- _Requirement_: From the entries below, return only the lines starting at the one that contains "id、自检记录及 gallery/publication 映射或重定向。" and ending at the one that contains "- verify the", exactly as they stand.

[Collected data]
PR #2237, opened 2026-08-12
fix(validation): support verified GitHub rename aliases

### LINKED ISSUE #2210: 请求明确 GitHub 改名后的历史投稿维护路径：PR 作者已更新，但目录 owner 被 CI 阻断
## 背景

我的 GitHub 账号为同一账号（GitHub user id: `51290995`），登录名已由历史用户名 `zymk8353` 改为当前用户名 `zyaoii`。GitHub API / 网页现在会把既有 PR 作者显示为 `zyaoii`，但四个已合并投稿仍保留历史 owner 路径与包内身份：

- PR #1851 / #1919：`submissions/zymk8353/jingzhang-safe-return-line/`
- PR #1868 / #1920：`submissions/zymk8353/jingzhang-safe-charge-line/`
- PR #1909 / #1921：`submissions/zymk8353/jingzhang-ready-aed-line/`
- PR #1913：`submissions/zymk8353/jingzhang-level-access-line/`

后续新投稿已使用当前身份，例如：

- PR #2015：`submissions/zyaoii/jingzhang-dignity-supply-line/`
- PR #2058：`submissions/zyaoii/jingzhang-passage-first/`

## 可复现问题

以当前 `main` 的正式校验链运行时：

- 历史四包使用 `--pr-author zymk8353` 可通过 owner/path 一致性检查；
- 若当前账号 `zyaoii` 对历史目录发起维护 PR，校验会因 `PR author != submissions/<owner>/` 以及 `author_github` / agent id 不一致而阻断；
- 本地只读模拟中，归药线、安心充分别出现 41/41、42/42 个 changed-file owner/path 阻断，五分钟与等高线也会确定性失败。

相关规则位于：

- `scripts/participant_preflight.py`
- `scripts/validate_submission.py`
- `schemas/submission-manifest.schema.json`

## 请求维护者明确支持路径

为避免重复投稿、gallery 重复、历史链接损坏或绕过 CI，烦请确认推荐哪一种：

1. **稳定账号 alias（优先）**：在校验层将同一 GitHub user id 的 `zymk8353 -> zyaoii` 视为历史别名，仅用于维护已合并旧路径；历史目录和公开链接不移动。
2. **维护者受控原子迁移**：由维护者统一移动四个目录，并同步 `author_github`、agent id、自检记录及 gallery/publication 映射或重定向。

也请确认在正式机制落地前，是否应保持旧目录只读，不由 `zyaoii` 直接复制、删除或改名。

本 Issue 只请求身份维护规则，不请求改分、重新评审或实施背书；收到明确口径前我不会创建重复投稿目录。

CocoSgt:
## Summary

- add a maintainer-controlled participant owner alias policy keyed by stable GitHub user ID
- verify the live `pull_request_target` user ID and current login before granting any legacy ownership
- authorize only four explicit, already merged historical packages; new packages and other legacy paths remain denied
- preserve historical directories, `author_github`, agent IDs, public URLs, and audit history
- document the verification and read-only migration procedure

## Security boundary

Aliases cannot be supplied by participants. A matching login without the stable user ID, a matching user ID with the wrong current login, a legacy directory owned by a different historical login, and an unlisted package all fail closed. Maintainer bypass, participant scope, and trusted-base execution remain unchanged.

## Validation

- `.venv/bin/python -m unittest -q tests.test_submission_workflow` — 140 passed
- `.venv/bin/python -m py_compile scripts/github_pr_validation.py scripts/validate_submission.py tests/test_submission_workflow.py`
- `.venv/bin/python -m json.tool data/participant_owner_aliases.json`
- `git diff --check`

Fixes #2210

### DIFF
--- a/data/participant_owner_aliases.json
+++ b/data/participant_owner_aliases.json
@@ -1,0 +1,16 @@
+{
+  "schema_version": "0.1.0",
+  "aliases": [
+    {
+      "github_user_id": 51290995,
+      "current_login": "zyaoii",
+      "legacy_login": "zymk8353",
+      "legacy_submission_dirs": [
+        "submissions/zymk8353/jingzhang-safe-return-line",
+        "submissions/zymk8353/jingzhang-safe-charge-line",
+        "submissions/zymk8353/jingzhang-ready-aed-line",
+        "submissions/zymk8353/jingzhang-level-access-line"
+      ]
+    }
+  ]
+}
--- a/docs/participant-owner-aliases.md
+++ b/docs/participant-owner-aliases.md
@@ -11,4 +11,6 @@ Each exception binds all of the following trusted values:
 
 The exception permits the current account to maintain only those listed historical packages. It does not authorize new packages under the old login, other users with a similar name, repository infrastructure, another historical owner, or participant-declared aliases. Historical directories, `author_github` values, public URLs, and agent identifiers remain unchanged so the audit chain is preserved.
 
+GitHub may release an old login for re-registration. Once a legacy login is listed in this trusted policy, a different stable user ID cannot use that login's ordinary path rule to modify its historical packages. The code machine-checks the live user ID and current login; GitHub does not expose rename history, so the claim that the legacy login belonged to that ID remains an explicit maintainer attestation.
+
 Before adding an entry, maintainers must verify the stable user ID against the live GitHub API and the authorship of every listed historical pull request. Until that review is complete, the old directory stays read-only; do not copy, rename, or delete it to work around validation.
--- a/docs/participant-owner-aliases.md
+++ b/docs/participant-owner-aliases.md
@@ -1,0 +1,14 @@
+# GitHub rename aliases for historical submissions
+
+Participant directories normally match the pull-request author's current GitHub login exactly. A GitHub account rename does not move historical submission directories, so maintainers may add a narrow exception to `data/participant_owner_aliases.json`.
+
+Each exception binds all of the following trusted values:
+
+- the stable numeric GitHub user ID from the `pull_request_target` event;
+- the account's current login;
+- one historical login;
+- an explicit list of already merged, three-component proposal directories owned by that historical login.
+
+The exception permits the current account to maintain only those listed historical packages. It does not authorize new packages under the old login, other users with a similar name, repository infrastructure, another historical owner, or participant-declared aliases. Historical directories, `author_github` values, public URLs, and agent identifiers remain unchanged so the audit chain is preserved.
+
+Before adding an entry, maintainers must verify the stable user ID against the live GitHub API and the authorship of every listed historical pull request. Until that review is complete, the old directory stays read-only; do not copy, rename, or delete it to work around validation.
--- a/scripts/github_pr_validation.py
+++ b/scripts/github_pr_validation.py
@@ -403,7 +403,14 @@ def authorized_legacy_submission_dirs(
     if not isinstance(aliases, list):
         return set()
     for item in aliases:
-        if not isinstance(item, dict) or item.get("github_user_id") != github_user_id:
+        if not isinstance(item, dict):
+            continue
+        configured_user_id = item.get("github_user_id")
+        if (
+            not isinstance(configured_user_id, int)
+            or isinstance(configured_user_id, bool)
+            or configured_user_id != github_user_id
+        ):
             continue
         configured_login = item.get("current_login")
         if not isinstance(configured_login, str) or configured_login.casefold() != current_login.casefold():
@@ -429,6 +436,32 @@ def authorized_legacy_submission_dirs(
             result.add(PurePosixPath(value).as_posix())
         return result
     return set()
+
+
+def reserved_legacy_login_user_id(repo_root: Path, login: str) -> int | None:
+    """Return the trusted user ID that owns a released historical login."""
+    try:
+        policy = json.loads(
+            (repo_root / PARTICIPANT_OWNER_ALIASES_PATH).read_text(encoding="utf-8")
+        )
+    except (OSError, UnicodeDecodeError, json.JSONDecodeError):
+        return None
+    aliases = policy.get("aliases") if isinstance(policy, dict) else None
+    if not isinstance(aliases, list):
+        return None
+    for item in aliases:
+        if not isinstance(item, dict):
+            continue
+        legacy_login = item.get("legacy_login")
+        user_id = item.get("github_user_id")
+        if (
+            isinstance(legacy_login, str)
+            and legacy_login.casefold() == login.casefold()
+            and isinstance(user_id, int)
+            and not isinstance(user_id, bool)
+        ):
+            return user_id
+    return None
 
 
 def is_review_queue_candidate(
@@ -660,6 +693,12 @@ def main() -> int:
     authorized_legacy_dirs = authorized_legacy_submission_dirs(
         trusted_repo_root, pr_user_id, pr_author
     )
+    reserved_legacy_user_id = reserved_legacy_login_user_id(trusted_repo_root, pr_author)
+    blocked_submission_owners = (
+        {pr_author}
+        if reserved_legacy_user_id is not None and reserved_legacy_user_id != pr_user_id
+        else set()
+    )
     validation_files = validation_paths_for(files, maintainer_bypass)
     queue_candidate = is_review_queue_candidate(changed_files, pr_author, authorized_legacy_dirs)
 
@@ -748,6 +787,7 @@ def main() -> int:
                 strict_manifest_paths=strict_manifest_paths_for(files),
                 required_readiness_contract_dirs=required_readiness_contract_dirs,
                 authorized_legacy_submission_dirs=authorized_legacy_dirs,
+                blocked_submission_owners=blocked_submission_owners,
             )
             if validation_files and not base_sha:
                 validation.add_error(
--- a/scripts/github_pr_validation.py
+++ b/scripts/github_pr_validation.py
@@ -45,6 +45,7 @@ RETRYABLE_METHODS = frozenset({"GET", "HEAD", "OPTIONS"})
 # with the path and head-specific download error after the retry budget.
 RETRYABLE_STATUS_CODES = frozenset({404, 429, 500, 502, 503, 504})
 TRUSTED_REVIEW_GATE_TIMEOUT_SECONDS = 180
+PARTICIPANT_OWNER_ALIASES_PATH = "data/participant_owner_aliases.json"
 
 
 def _http_error_message(error: urllib.error.HTTPError) -> str:
@@ -387,14 +388,67 @@ def strict_manifest_paths_for(files: list[dict]) -> list[str]:
     return sorted(paths)
 
 
-def is_review_queue_candidate(changed_files: list[str], pr_author: str) -> bool:
+def authorized_legacy_submission_dirs(
+    repo_root: Path, github_user_id: object, current_login: str
+) -> set[str]:
+    """Resolve maintainer-controlled rename aliases from trusted GitHub identity."""
+    if not isinstance(github_user_id, int) or isinstance(github_user_id, bool):
+        return set()
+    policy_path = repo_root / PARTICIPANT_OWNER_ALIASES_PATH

- _Task response_:
2. **维护者受控原子迁移**：由维护者统一移动四个目录，并同步 `author_github`、agent id、自检记录及 gallery/publication 映射或重定向。

也请确认在正式机制落地前，是否应保持旧目录只读，不由 `zyaoii` 直接复制、删除或改名。

本 Issue 只请求身份维护规则，不请求改分、重新评审或实施背书；收到明确口径前我不会创建重复投稿目录。

CocoSgt:
## Summary

- add a maintainer-controlled participant owner alias policy keyed by stable GitHub user ID
- verify the live `pull_request_target` user ID and current login before granting any legacy ownership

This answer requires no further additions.